▸ WHAT TO PRODUCE: Print each record below character for character.

▸ EXTRACTED DATA:
PR #254, opened 2018-05-22
MH-12910: Put temporary grunt files into the target folder

JulianKniephoff:
This moves some temporary files grunt, or more specifically the usemin plugin, creates during the admin UI build into the `target` folder, which is ignored in `.gitignore`.

This way, `git` should no longer show untracked files after switching between branches with different module naming schemes (`matterhorn-*` vs. no prefix), at least as soon as #216 is merged and propagated through all the releases. :wink: 

Note that previously, `.tmp` and `coverage` were ignored in a directory local `.gitignore`. This is not sufficient, because that `.gitignore` vanishes, too, in a branch switch as described above. The alternative solution would be to ignore them in the (or a more) global `.gitignore`, but I preferred to collect all (or most, I guess; I didn't check thoroughly. Let's say "more" :wink:) of grunts artifacts in one location.

---

**Note** for those confused about getting notified about this PR twice: I got the branch name wrong and had to reraise the PR. :sweat_smile: 

I'm sorry.

### DIFF
--- a/modules/matterhorn-admin-ui-ng/.gitignore
+++ b/modules/matterhorn-admin-ui-ng/.gitignore
@@ -1,6 +1,5 @@
 /node_modules
 /dist
-/.tmp
 /.sass-cache
 www
 .jshintrc
@@ -8,7 +7,6 @@ deploy.sh
 proxy.sh
 *.swo
 bin
-coverage
 src/test/resources/*.jar
 src/test/resources/chromedriver
 .agignore
--- a/modules/matterhorn-admin-ui-ng/Gruntfile.js
+++ b/modules/matterhorn-admin-ui-ng/Gruntfile.js
@@ -23,7 +23,8 @@ module.exports = function (grunt) {
   // Configurable paths for the application
   var appConfig = {
     app: require('./bower.json').appPath,
-    dist: 'target/grunt/webapp'
+    dist: 'target/grunt/webapp',
+    staging: 'target/grunt/.tmp'
   };
 
   // Define the configuration for all the tasks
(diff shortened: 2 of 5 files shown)


staubesv:
Hi @JulianKniephoff and @gregorydlogan Just lost quite some time to find out that this patch now has rippled up to 5.x & develop and breaks the Admin UI development environment. Could you please either a) revert this patch or b) provide a follow-up patch that makes the Admin UI dev environment work again (at least in 5.x / develop)?

BTW: This patch doesn't fix anything related to operations. I therefore recommend to add this kind of patches to develop in the future to avoid unnecessary work.

JulianKniephoff:
@staubesv can you provide more detail on the breakage? The only problems I could imagine could be due to left over files in the old locations, due to switching from/to a branch that doesn't have the change, yet. Everything should work fine with a clean environment. It does for me at least. :sweat_smile:

staubesv:
cd modules/admin-ui
grunt proxy --proxy.host=http://localhost:8080 --proxy.username=opencast_system_account --proxy.password=CHANGE_ME

... does not work anymore.

JulianKniephoff:
And I presume `git status` shows you no unexpected untracked files and you build everything cleanly from scratch? :thinking:

staubesv:
Yep

JulianKniephoff:
Could you try clearing out your browser data for the site? Mainly cache and localStorage would suffice, I guess.

staubesv:
@JulianKniephoff It doesn't work anymore because it cannot load the CSS as you have changed its location.

JulianKniephoff:
Well, technically I changed the location of a temporary file, and I thought I also changed all places that would look for this file for further processing, but I just found one that I overlooked.

Mysteriously it works for me without that change, but maybe that's some sort of caching effect on **my** site; it **is** a mistake nonetheless and a follow-up PR will arrive shortly! Maybe @staubesv could review and merge it? :wink:

Sorry for the inconvenience! :cold_sweat:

▸ THE ANSWER:
PR #254, opened 2018-05-22
MH-12910: Put temporary grunt files into the target folder

JulianKniephoff:
This moves some temporary files grunt, or more specifically the usemin plugin, creates during the admin UI build into the `target` folder, which is ignored in `.gitignore`.

This way, `git` should no longer show untracked files after switching between branches with different module naming schemes (`matterhorn-*` vs. no prefix), at least as soon as #216 is merged and propagated through all the releases. :wink: 

Note that previously, `.tmp` and `coverage` were ignored in a directory local `.gitignore`. This is not sufficient, because that `.gitignore` vanishes, too, in a branch switch as described above. The alternative solution would be to ignore them in the (or a more) global `.gitignore`, but I preferred to collect all (or most, I guess; I didn't check thoroughly. Let's say "more" :wink:) of grunts artifacts in one location.

---

**Note** for those confused about getting notified about this PR twice: I got the branch name wrong and had to reraise the PR. :sweat_smile: 

I'm sorry.

### DIFF
--- a/modules/matterhorn-admin-ui-ng/.gitignore
+++ b/modules/matterhorn-admin-ui-ng/.gitignore
@@ -1,6 +1,5 @@
 /node_modules
 /dist
-/.tmp
 /.sass-cache
 www
 .jshintrc
@@ -8,7 +7,6 @@ deploy.sh
 proxy.sh
 *.swo
 bin
-coverage
 src/test/resources/*.jar
 src/test/resources/chromedriver
 .agignore
--- a/modules/matterhorn-admin-ui-ng/Gruntfile.js
+++ b/modules/matterhorn-admin-ui-ng/Gruntfile.js
@@ -23,7 +23,8 @@ module.exports = function (grunt) {
   // Configurable paths for the application
   var appConfig = {
     app: require('./bower.json').appPath,
-    dist: 'target/grunt/webapp'
+    dist: 'target/grunt/webapp',
+    staging: 'target/grunt/.tmp'
   };
 
   // Define the configuration for all the tasks
(diff shortened: 2 of 5 files shown)


staubesv:
Hi @JulianKniephoff and @gregorydlogan Just lost quite some time to find out that this patch now has rippled up to 5.x & develop and breaks the Admin UI development environment. Could you please either a) revert this patch or b) provide a follow-up patch that makes the Admin UI dev environment work again (at least in 5.x / develop)?

BTW: This patch doesn't fix anything related to operations. I therefore recommend to add this kind of patches to develop in the future to avoid unnecessary work.

JulianKniephoff:
@staubesv can you provide more detail on the breakage? The only problems I could imagine could be due to left over files in the old locations, due to switching from/to a branch that doesn't have the change, yet. Everything should work fine with a clean environment. It does for me at least. :sweat_smile:

staubesv:
cd modules/admin-ui
grunt proxy --proxy.host=http://localhost:8080 --proxy.username=opencast_system_account --proxy.password=CHANGE_ME

... does not work anymore.

JulianKniephoff:
And I presume `git status` shows you no unexpected untracked files and you build everything cleanly from scratch? :thinking:

staubesv:
Yep

JulianKniephoff:
Could you try clearing out your browser data for the site? Mainly cache and localStorage would suffice, I guess.

staubesv:
@JulianKniephoff It doesn't work anymore because it cannot load the CSS as you have changed its location.

JulianKniephoff:
Well, technically I changed the location of a temporary file, and I thought I also changed all places that would look for this file for further processing, but I just found one that I overlooked.

Mysteriously it works for me without that change, but maybe that's some sort of caching effect on **my** site; it **is** a mistake nonetheless and a follow-up PR will arrive shortly! Maybe @staubesv could review and merge it? :wink:

Sorry for the inconvenience! :cold_sweat:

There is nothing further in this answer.